В глазах Гилбера была ничем не прикрытая искренность.
— Потому, что ты — женщина.
Лицо Бекки покраснело, в желудке почему-то громко забурчало.
— Значит, они держали бы меня как рабыню? И Шифру — тоже?
— Ох, нет, мисси, совсем не так! — Гилбер покачал головой для пущей убедительности. — Это было бы неправильно. Они проводили бы вас туда, куда лежал ваш путь, но сейчас у скадр дела идут неважно; я слыхал, что в некоторых из них остались по два-три человека. Так говорил мне Мол, когда я расспрашивал его. Он сказал, что есть такое место, где сходятся раз в два-три года все вожаки скадр, чтоб узнать общую численность отрядов и обговорить, что происходит на вверенных им территориях. Последний раз два вожака вообще не пришли, и их территории останутся без присмотра, пока Совет не назначит туда новых вожаков из состава других отрядов. Были там и другие вожаки, говорившие, что у них осталось всего по два-три человека.
— Тогда им нужны мужчины, а не женщины.
— Им нужны именно женщины, — ответил Гилбер. — Женщины, которые родят им новых мужчин. — Онемев, она слушала продолжение его рассказа. — Одинокая женщина, то есть путешествующая одна, беглая, все равно никуда живой не доберется. Жизнь за жизнь, гласят Скрижали. Это справедливо. Скадра поможет тебе сохранить жизнь, а ты дашь им жизнь, которая позволит им заселить Приграничье. О, это совсем не так плохо для женщины, сказал Мол.
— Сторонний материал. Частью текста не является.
PR #3781, opened 2023-06-20
feat(filter-bar): add Clear All button

HeartSquared:
## What

Add a Clear All button to the FilterBar.

All selected values are cleared, and any active removable filters are made inactive and moved into the Add Filters menu.

image

## Why

[KDS-1471](https://cultureamp.atlassian.net/jira/software/projects/KDS/boards/289?selectedIssue=KDS-1471)

[KDS-1471]: https://cultureamp.atlassian.net/browse/KDS-1471?atlOrigin=eyJpIjoiNWRkNTljNzYxNjVmNDY3MDlhMDU5Y2ZhYzA5YTRkZjUiLCJwIjoiZ2l0aHViLWNvbS1KU1cifQ

### DIFF
--- a/packages/components/src/FilterBar/context/reducer/filterBarStateReducer.ts
+++ b/packages/components/src/FilterBar/context/reducer/filterBarStateReducer.ts
@@ -1,7 +1,7 @@
 import { FilterBarState, FiltersValues, InternalFilterState } from "../types"
 import { updateSingleFilter } from "./updateSingleFilter"
 
-type Actions<ValuesMap> =
+type Actions<ValuesMap extends FiltersValues> =
   | {
       type: "update_single_filter"
       id: keyof ValuesMap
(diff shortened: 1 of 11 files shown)


packages/components/src/FilterBar/context/reducer/filterBarStateReducer.ts
```diff
@@ -35,5 +39,12 @@ export const filterBarStateReducer = <ValuesMap extends FiltersValues>(
     case "deactivate_filter":
       state.activeFilterIds.delete(action.id)
       return { ...state }
+
+    case "clear_all_filters":
+      state.activeFilterIds.forEach(id => {
+        if (state.filters[id].isRemovable) state.activeFilterIds.delete(id)
```
gyfchong, line 45: Should this logic not also be part of the deactivate action? You shouldn't be able to deactivate non removable filters right?

And then, are you able to then dispatch the deactivate_filter action here rather than repeating? I'm imagining that this action would be better by dispatching a combo of other actions.

gyfchong (approved):
Same with the refactor, I think the actions can be adjusted if we need to, I think it's setup well enough to change if necessary

gyfchong (approved):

К ней будут относиться по-королевски, ей не надо будет… обслуживать мужчин… как только выяснится, что она понесла. А когда придет ей время рожать, в округе, которую патрулирует скадра, всегда найдется хутор, где ее примут и помогут родить. И если родится мальчик, она свободна идти, куда захочет. А если девочка, ей дадут еще один шанс, прежде чем освободить от этих уз. Это справедливо, сказал Мол, будто старался убедить себя в правильности сказанного.
— Если скадре так нужны сыновья, я могу указать им, где их можно набрать с избытком, — мрачно произнесла Бекка. Черный холм на костях возник перед ее внутренним оком. — Я помогу им собрать богатый урожай сыновей.
Гилбер плотно прищурил веки, его загорелая кожа внезапно побелела.
— Я это знаю. — Он проглотил жесткий ком и откашлялся. — Я знаю, о чем вы говорите, мисси. Через такие места я проходил, когда впервые спустился с гор. — Дышал он рывками — наполовину вздох, наполовину — стон. — Но скадры стараются не подходить к таким местам. Они их называют святынями. Словом — хуторские дела. А скадры — они не хуторские.
Бекка знала, что тут спорить не о чем. Бесполезная жалость Гилбера к брошенным детям ничем не отличалась от ее столь же бесполезного гнева. Но какая от них польза? Слишком много лет пролетело над делами хуторов и скадр и городов, чтобы можно было рассчитывать на какие-то быстрые изменения.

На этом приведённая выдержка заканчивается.